WHAT TO DO
Copy every entry below, exactly and in full.

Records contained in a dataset
● ● ● ●

PR #2163, opened 2026-05-28
perf: optimize tokenizer hot paths and prompt builder

HUQIANTAO:
## Summary

Four independent optimizations targeting CPU and allocation pressure in the token-counting and prompt-formatting pipeline. Together they reduce the per-turn overhead of the tokenizer from O(n²) to O(n) for large inputs.

### 1. `byteLevelEncode`: O(n²) → O(n) string building (`src/tokenizer.ts:186-191`)

The `+=` loop copies the entire accumulator string on each iteration. For a 10KB text chunk with ~10K UTF-8 bytes, this creates ~10K intermediate string allocations totaling ~50MB of transient copies.

**Fix**: Pre-allocated `string[]` + `.join("")`. Single allocation, O(n) copy.

### 2. `countTokens`: skip `number[]` allocation (`src/tokenizer.ts:261-263`)

`encode(text).length` builds a full `number[]` array of token IDs just to read `.length`. For a 50KB input string producing ~15K tokens, this allocates ~60KB of transient heap that's immediately discarded.

**Fix**: New `countTokens` counts tokens inline without building the ID array. Same BPE pipeline, zero allocation beyond the working pieces.

### 3. `formatDeepSeekPrompt`: O(n²) → O(n) prompt building (`src/tokenizer.ts:471-498`)

The `+=` loop for building the formatted prompt copies the entire accumulator on each message. In long sessions with 100K+ char prompts, this is a measurable bottleneck — O(n²) in total prompt length.

**Fix**: `parts[]` array + `.join("")`. Each message pushes 1-4 strings; final join is O(n).

### 4. `cachedBoundedTokens`: size guard for large strings (`src/tokenizer.ts:506-513`)

The `contentTokenCache` LRU (4096 entries) caches token counts keyed by content string. Without a size guard, 4096 entries of 50KB+ tool outputs retain 200MB+ of string keys in memory.

**Fix**: Skip caching strings >10KB. Small strings (the common case — user messages, short tool outputs) still cache normally. Large strings re-compute on demand, which is cheap because `countTokensBounded` samples only head+tail.

## Test plan

- `tests/tokenizer.test.ts` — 33 tests pass (encode, countTokens, countTokensBounded, formatDeepSeekPrompt)
- `tests/loop.test.ts` — 69 tests pass (buildMessages, healing, streaming, tool dispatch)

### DIFF
--- a/src/tokenizer.ts
+++ b/src/tokenizer.ts
@@ -185,9 +185,9 @@ function applySplit(chunks: string[], re: RegExp): string[] {
 /** UTF-8 bytes of `s`, each mapped to its byte-level visible char. */
 function byteLevelEncode(s: string, byteToChar: string[]): string {
   const bytes = new TextEncoder().encode(s);
-  let out = "";
-  for (let i = 0; i < bytes.length; i++) out += byteToChar[bytes[i]!];
-  return out;
+  const parts: string[] = new Array(bytes.length);
+  for (let i = 0; i < bytes.length; i++) parts[i] = byteToChar[bytes[i]!]!;
+  return parts.join("");
 }
 
 /** Repetitive tool output / identifier chunks re-encode thousands of times per session; LRU bounds at ~400KB. */
@@ -259,7 +259,38 @@ export function encode(text: string): number[] {
 }
 
 export function countTokens(text: string): number {
-  return encode(text).length;
+  if (!text) return 0;
+  const t = loadTokenizer();
+  let count = 0;
+
+  const process = (segment: string) => {
+    if (!segment) return;
+    let chunks: string[] = [segment];
+    for (const re of t.splitRegexes) chunks = applySplit(chunks, re);
+    for (const chunk of chunks) {
+      if (!chunk) continue;
+      const byteLevel = byteLevelEncode(chunk, t.byteToChar);
+      const pieces = bpeEncode(byteLevel, t.mergeRank);
+      for (const p of pieces) {
+        if (t.vocab[p] !== undefined) count++;
+      }
+    }
+  };
+
+  if (t.addedPattern) {
+    t.addedPattern.lastIndex = 0;
+    let last = 0;
+    for (const m of text.matchAll(t.addedPattern)) {
+      const idx = m.index ?? 0;
+      if (idx > last) process(text.slice(last, idx));
+      if (t.addedMap.has(m[0])) count++;
+      last = idx + m[0].length;
+    }
+    if (last < text.length) process(text.slice(last));
+  } else {
+    process(text);
+  }
+  return count;
 }
 
 export const DEFAULT_BOUNDED_TOKENIZE_CHARS = 2 * 1024;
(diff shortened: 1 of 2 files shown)


esengine (changes requested):
I traced all four optimizations against the originals — they're behavior-preserving, nicely done:

- **#1 byteLevelEncode** and **#3 formatDeepSeekPrompt**: pure `+=`→array+`join` rewrites. I checked the push order in formatDeepSeekPrompt matches the original concatenation token-for-token across system/user/assistant (USER_SP+content, ASSISTANT_SP+THINK_END, THINK_START+reasoning+THINK_END, content, tool-calls, EOS) — identical output.
- **#2 countTokens**: a faithful inline copy of `encode` (lines 221-259) — same split→byteLevelEncode→bpeEncode→vocab-skip pipeline and same addedPattern segmentation. The one cosmetic difference (`addedMap.has(m[0])` vs encode's `addedMap.get(m[0]) !== undefined`) is equivalent for a `Map<string, number>` since values are never `undefined`. Counts will match `encode(text).length`.
- **#4 cache size guard**: result-preserving — `countTokensBounded` is deterministic, so skipping the cache for >10KB just recomputes the same number.

One thing before merge, and it's the important one:

**#2 turns `countTokens` into a second copy of `encode`'s tokenization logic, and nothing keeps them in sync.** The old `encode(text).length` was DRY by construction. Now if anyone updates `encode` (new tokenizer version, a split-regex tweak, added-token handling) and forgets `countTokens`, they drift silently — and since `countTokens` feeds context-window/fold accounting, a 1-token drift corrupts budget decisions in a way that's very hard to trace. Please add a regression test that pins the equivalence: `expect(countTokens(x)).toBe(encode(x).length)` across a corpus — empty, plain ASCII, multibyte/CJK, emoji (surrogate pairs), text containing added/special tokens, and a >10KB blob. That single property test is what makes the duplication safe to live with.

Optional follow-up (not required): factor the shared pipeline into one `forEachToken(text, cb)` that both `encode` and `countTokens` drive, so there's literally one implementation. The equivalence test is the pragmatic minimum though.

CI hasn't run (fork) — I approved the workflow. Add the equivalence test and get CI green and this is a clean win.

HUQIANTAO:
Added the equivalence regression test as requested. 17 test cases covering:

- Empty string
- Plain ASCII / ASCII sentences
- CJK characters / CJK prose
- Mixed English+CJK
- Emoji (surrogate pairs)
- Special/added tokens (`<think>`, `</think>`, `｜begin▁of▁sentence｜`, etc.)
- Code snippets, JSON payloads
- Repeated text, whitespace-heavy input
- >10KB blob

Each asserts `countTokens(x) === encode(x).length`. All 50 tokenizer tests pass.

The optional `forEachToken` refactoring is a good follow-up — for now the test gives us the safety net to catch any future drift between the two paths.

esengine (approved):
Re-reviewed — the equivalence test is in: `describe('countTokens ↔ encode equivalence')` asserts `countTokens(text) === encode(text).length` across empty/ASCII/CJK/emoji/special-token cases plus a >10KB blob. That's the guard that makes the duplicated tokenization pipeline safe against future drift. All four optimizations were already verified correct on my first pass, and CI (incl. CodeQL) is green now. Merging — thanks.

● ● ● ●

PROBLEM SOLUTION
PR #2163, opened 2026-05-28
perf: optimize tokenizer hot paths and prompt builder

HUQIANTAO:
## Summary

Four independent optimizations targeting CPU and allocation pressure in the token-counting and prompt-formatting pipeline. Together they reduce the per-turn overhead of the tokenizer from O(n²) to O(n) for large inputs.

### 1. `byteLevelEncode`: O(n²) → O(n) string building (`src/tokenizer.ts:186-191`)

The `+=` loop copies the entire accumulator string on each iteration. For a 10KB text chunk with ~10K UTF-8 bytes, this creates ~10K intermediate string allocations totaling ~50MB of transient copies.

**Fix**: Pre-allocated `string[]` + `.join("")`. Single allocation, O(n) copy.

### 2. `countTokens`: skip `number[]` allocation (`src/tokenizer.ts:261-263`)

`encode(text).length` builds a full `number[]` array of token IDs just to read `.length`. For a 50KB input string producing ~15K tokens, this allocates ~60KB of transient heap that's immediately discarded.

**Fix**: New `countTokens` counts tokens inline without building the ID array. Same BPE pipeline, zero allocation beyond the working pieces.

### 3. `formatDeepSeekPrompt`: O(n²) → O(n) prompt building (`src/tokenizer.ts:471-498`)

The `+=` loop for building the formatted prompt copies the entire accumulator on each message. In long sessions with 100K+ char prompts, this is a measurable bottleneck — O(n²) in total prompt length.

**Fix**: `parts[]` array + `.join("")`. Each message pushes 1-4 strings; final join is O(n).

### 4. `cachedBoundedTokens`: size guard for large strings (`src/tokenizer.ts:506-513`)

The `contentTokenCache` LRU (4096 entries) caches token counts keyed by content string. Without a size guard, 4096 entries of 50KB+ tool outputs retain 200MB+ of string keys in memory.

**Fix**: Skip caching strings >10KB. Small strings (the common case — user messages, short tool outputs) still cache normally. Large strings re-compute on demand, which is cheap because `countTokensBounded` samples only head+tail.

## Test plan

- `tests/tokenizer.test.ts` — 33 tests pass (encode, countTokens, countTokensBounded, formatDeepSeekPrompt)
- `tests/loop.test.ts` — 69 tests pass (buildMessages, healing, streaming, tool dispatch)

### DIFF
--- a/src/tokenizer.ts
+++ b/src/tokenizer.ts
@@ -185,9 +185,9 @@ function applySplit(chunks: string[], re: RegExp): string[] {
 /** UTF-8 bytes of `s`, each mapped to its byte-level visible char. */
 function byteLevelEncode(s: string, byteToChar: string[]): string {
   const bytes = new TextEncoder().encode(s);
-  let out = "";
-  for (let i = 0; i < bytes.length; i++) out += byteToChar[bytes[i]!];
-  return out;
+  const parts: string[] = new Array(bytes.length);
+  for (let i = 0; i < bytes.length; i++) parts[i] = byteToChar[bytes[i]!]!;
+  return parts.join("");
 }
 
 /** Repetitive tool output / identifier chunks re-encode thousands of times per session; LRU bounds at ~400KB. */
@@ -259,7 +259,38 @@ export function encode(text: string): number[] {
 }
 
 export function countTokens(text: string): number {
-  return encode(text).length;
+  if (!text) return 0;
+  const t = loadTokenizer();
+  let count = 0;
+
+  const process = (segment: string) => {
+    if (!segment) return;
+    let chunks: string[] = [segment];
+    for (const re of t.splitRegexes) chunks = applySplit(chunks, re);
+    for (const chunk of chunks) {
+      if (!chunk) continue;
+      const byteLevel = byteLevelEncode(chunk, t.byteToChar);
+      const pieces = bpeEncode(byteLevel, t.mergeRank);
+      for (const p of pieces) {
+        if (t.vocab[p] !== undefined) count++;
+      }
+    }
+  };
+
+  if (t.addedPattern) {
+    t.addedPattern.lastIndex = 0;
+    let last = 0;
+    for (const m of text.matchAll(t.addedPattern)) {
+      const idx = m.index ?? 0;
+      if (idx > last) process(text.slice(last, idx));
+      if (t.addedMap.has(m[0])) count++;
+      last = idx + m[0].length;
+    }
+    if (last < text.length) process(text.slice(last));
+  } else {
+    process(text);
+  }
+  return count;
 }
 
 export const DEFAULT_BOUNDED_TOKENIZE_CHARS = 2 * 1024;
(diff shortened: 1 of 2 files shown)


esengine (changes requested):
I traced all four optimizations against the originals — they're behavior-preserving, nicely done:

- **#1 byteLevelEncode** and **#3 formatDeepSeekPrompt**: pure `+=`→array+`join` rewrites. I checked the push order in formatDeepSeekPrompt matches the original concatenation token-for-token across system/user/assistant (USER_SP+content, ASSISTANT_SP+THINK_END, THINK_START+reasoning+THINK_END, content, tool-calls, EOS) — identical output.
- **#2 countTokens**: a faithful inline copy of `encode` (lines 221-259) — same split→byteLevelEncode→bpeEncode→vocab-skip pipeline and same addedPattern segmentation. The one cosmetic difference (`addedMap.has(m[0])` vs encode's `addedMap.get(m[0]) !== undefined`) is equivalent for a `Map<string, number>` since values are never `undefined`. Counts will match `encode(text).length`.
- **#4 cache size guard**: result-preserving — `countTokensBounded` is deterministic, so skipping the cache for >10KB just recomputes the same number.

One thing before merge, and it's the important one:

**#2 turns `countTokens` into a second copy of `encode`'s tokenization logic, and nothing keeps them in sync.** The old `encode(text).length` was DRY by construction. Now if anyone updates `encode` (new tokenizer version, a split-regex tweak, added-token handling) and forgets `countTokens`, they drift silently — and since `countTokens` feeds context-window/fold accounting, a 1-token drift corrupts budget decisions in a way that's very hard to trace. Please add a regression test that pins the equivalence: `expect(countTokens(x)).toBe(encode(x).length)` across a corpus — empty, plain ASCII, multibyte/CJK, emoji (surrogate pairs), text containing added/special tokens, and a >10KB blob. That single property test is what makes the duplication safe to live with.

Optional follow-up (not required): factor the shared pipeline into one `forEachToken(text, cb)` that both `encode` and `countTokens` drive, so there's literally one implementation. The equivalence test is the pragmatic minimum though.

CI hasn't run (fork) — I approved the workflow. Add the equivalence test and get CI green and this is a clean win.

HUQIANTAO:
Added the equivalence regression test as requested. 17 test cases covering:

- Empty string
- Plain ASCII / ASCII sentences
- CJK characters / CJK prose
- Mixed English+CJK
- Emoji (surrogate pairs)
- Special/added tokens (`<think>`, `</think>`, `｜begin▁of▁sentence｜`, etc.)
- Code snippets, JSON payloads
- Repeated text, whitespace-heavy input
- >10KB blob

Each asserts `countTokens(x) === encode(x).length`. All 50 tokenizer tests pass.

The optional `forEachToken` refactoring is a good follow-up — for now the test gives us the safety net to catch any future drift between the two paths.

esengine (approved):
Re-reviewed — the equivalence test is in: `describe('countTokens ↔ encode equivalence')` asserts `countTokens(text) === encode(text).length` across empty/ASCII/CJK/emoji/special-token cases plus a >10KB blob. That's the guard that makes the duplicated tokenization pipeline safe against future drift. All four optimizations were already verified correct on my first pass, and CI (incl. CodeQL) is green now. Merging — thanks.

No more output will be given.